• WORK ORDER: Transcribe the records in full, keeping every character as it is.

** Opening GIVEN RECORDS block **

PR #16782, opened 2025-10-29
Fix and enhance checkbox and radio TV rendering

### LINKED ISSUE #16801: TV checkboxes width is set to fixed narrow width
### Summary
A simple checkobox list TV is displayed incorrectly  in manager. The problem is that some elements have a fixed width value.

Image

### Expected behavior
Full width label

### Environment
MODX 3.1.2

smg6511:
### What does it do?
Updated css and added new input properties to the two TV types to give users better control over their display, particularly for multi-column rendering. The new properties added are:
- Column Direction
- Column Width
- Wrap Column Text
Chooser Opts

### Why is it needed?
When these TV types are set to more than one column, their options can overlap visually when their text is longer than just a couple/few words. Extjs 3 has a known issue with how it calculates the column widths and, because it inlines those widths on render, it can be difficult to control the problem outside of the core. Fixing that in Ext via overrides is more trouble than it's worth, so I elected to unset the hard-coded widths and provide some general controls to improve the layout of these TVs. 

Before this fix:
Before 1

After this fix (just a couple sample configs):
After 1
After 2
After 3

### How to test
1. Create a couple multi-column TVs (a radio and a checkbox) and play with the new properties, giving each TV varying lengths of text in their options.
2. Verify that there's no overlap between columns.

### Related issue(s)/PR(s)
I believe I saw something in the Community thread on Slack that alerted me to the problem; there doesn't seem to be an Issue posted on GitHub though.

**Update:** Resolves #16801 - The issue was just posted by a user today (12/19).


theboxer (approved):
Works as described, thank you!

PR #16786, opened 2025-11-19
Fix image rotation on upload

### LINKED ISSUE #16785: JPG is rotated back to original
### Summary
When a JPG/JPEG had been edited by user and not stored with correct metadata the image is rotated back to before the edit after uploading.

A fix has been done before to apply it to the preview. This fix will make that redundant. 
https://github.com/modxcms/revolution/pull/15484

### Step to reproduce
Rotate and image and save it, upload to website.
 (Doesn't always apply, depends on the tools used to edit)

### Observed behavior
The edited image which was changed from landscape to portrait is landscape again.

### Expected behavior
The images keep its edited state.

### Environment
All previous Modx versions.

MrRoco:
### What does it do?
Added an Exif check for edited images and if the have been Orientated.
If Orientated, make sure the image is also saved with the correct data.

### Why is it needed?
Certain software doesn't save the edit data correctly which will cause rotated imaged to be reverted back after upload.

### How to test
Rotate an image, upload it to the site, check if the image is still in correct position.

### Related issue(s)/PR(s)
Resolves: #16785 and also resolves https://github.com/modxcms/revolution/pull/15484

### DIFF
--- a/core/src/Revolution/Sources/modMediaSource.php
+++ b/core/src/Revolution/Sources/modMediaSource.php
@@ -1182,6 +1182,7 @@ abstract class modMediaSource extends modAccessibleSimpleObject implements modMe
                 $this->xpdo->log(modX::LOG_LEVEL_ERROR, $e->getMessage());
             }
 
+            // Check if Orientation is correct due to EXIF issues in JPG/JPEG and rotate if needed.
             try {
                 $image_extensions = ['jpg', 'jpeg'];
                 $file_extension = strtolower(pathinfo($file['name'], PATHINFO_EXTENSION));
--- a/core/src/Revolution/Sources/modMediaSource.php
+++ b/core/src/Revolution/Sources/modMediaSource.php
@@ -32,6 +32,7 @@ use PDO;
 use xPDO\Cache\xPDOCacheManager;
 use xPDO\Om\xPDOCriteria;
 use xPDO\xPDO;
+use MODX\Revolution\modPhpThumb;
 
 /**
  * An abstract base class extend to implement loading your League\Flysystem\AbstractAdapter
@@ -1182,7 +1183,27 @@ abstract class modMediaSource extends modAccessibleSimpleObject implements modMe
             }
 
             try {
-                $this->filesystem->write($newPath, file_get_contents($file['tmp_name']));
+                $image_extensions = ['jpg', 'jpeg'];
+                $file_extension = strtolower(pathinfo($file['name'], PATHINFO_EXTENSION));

** Closing GIVEN RECORDS block **

• SOLUTION TO THIS PROBLEM:
PR #16782, opened 2025-10-29
Fix and enhance checkbox and radio TV rendering

### LINKED ISSUE #16801: TV checkboxes width is set to fixed narrow width
### Summary
A simple checkobox list TV is displayed incorrectly  in manager. The problem is that some elements have a fixed width value.

Image

### Expected behavior
Full width label

### Environment
MODX 3.1.2

smg6511:
### What does it do?
Updated css and added new input properties to the two TV types to give users better control over their display, particularly for multi-column rendering. The new properties added are:
- Column Direction
- Column Width
- Wrap Column Text
Chooser Opts

### Why is it needed?
When these TV types are set to more than one column, their options can overlap visually when their text is longer than just a couple/few words. Extjs 3 has a known issue with how it calculates the column widths and, because it inlines those widths on render, it can be difficult to control the problem outside of the core. Fixing that in Ext via overrides is more trouble than it's worth, so I elected to unset the hard-coded widths and provide some general controls to improve the layout of these TVs. 

Before this fix:
Before 1

After this fix (just a couple sample configs):
After 1
After 2
After 3

### How to test
1. Create a couple multi-column TVs (a radio and a checkbox) and play with the new properties, giving each TV varying lengths of text in their options.
2. Verify that there's no overlap between columns.

### Related issue(s)/PR(s)
I believe I saw something in the Community thread on Slack that alerted me to the problem; there doesn't seem to be an Issue posted on GitHub though.

**Update:** Resolves #16801 - The issue was just posted by a user today (12/19).


theboxer (approved):
Works as described, thank you!

PR #16786, opened 2025-11-19
Fix image rotation on upload

### LINKED ISSUE #16785: JPG is rotated back to original
### Summary
When a JPG/JPEG had been edited by user and not stored with correct metadata the image is rotated back to before the edit after uploading.

A fix has been done before to apply it to the preview. This fix will make that redundant. 
https://github.com/modxcms/revolution/pull/15484

### Step to reproduce
Rotate and image and save it, upload to website.
 (Doesn't always apply, depends on the tools used to edit)

### Observed behavior
The edited image which was changed from landscape to portrait is landscape again.

### Expected behavior
The images keep its edited state.

### Environment
All previous Modx versions.

MrRoco:
### What does it do?
Added an Exif check for edited images and if the have been Orientated.
If Orientated, make sure the image is also saved with the correct data.

### Why is it needed?
Certain software doesn't save the edit data correctly which will cause rotated imaged to be reverted back after upload.

### How to test
Rotate an image, upload it to the site, check if the image is still in correct position.

### Related issue(s)/PR(s)
Resolves: #16785 and also resolves https://github.com/modxcms/revolution/pull/15484

### DIFF
--- a/core/src/Revolution/Sources/modMediaSource.php
+++ b/core/src/Revolution/Sources/modMediaSource.php
@@ -1182,6 +1182,7 @@ abstract class modMediaSource extends modAccessibleSimpleObject implements modMe
                 $this->xpdo->log(modX::LOG_LEVEL_ERROR, $e->getMessage());
             }
 
+            // Check if Orientation is correct due to EXIF issues in JPG/JPEG and rotate if needed.
             try {
                 $image_extensions = ['jpg', 'jpeg'];
                 $file_extension = strtolower(pathinfo($file['name'], PATHINFO_EXTENSION));
--- a/core/src/Revolution/Sources/modMediaSource.php
+++ b/core/src/Revolution/Sources/modMediaSource.php
@@ -32,6 +32,7 @@ use PDO;
 use xPDO\Cache\xPDOCacheManager;
 use xPDO\Om\xPDOCriteria;
 use xPDO\xPDO;
+use MODX\Revolution\modPhpThumb;
 
 /**
  * An abstract base class extend to implement loading your League\Flysystem\AbstractAdapter
@@ -1182,7 +1183,27 @@ abstract class modMediaSource extends modAccessibleSimpleObject implements modMe
             }
 
             try {
-                $this->filesystem->write($newPath, file_get_contents($file['tmp_name']));
+                $image_extensions = ['jpg', 'jpeg'];
+                $file_extension = strtolower(pathinfo($file['name'], PATHINFO_EXTENSION));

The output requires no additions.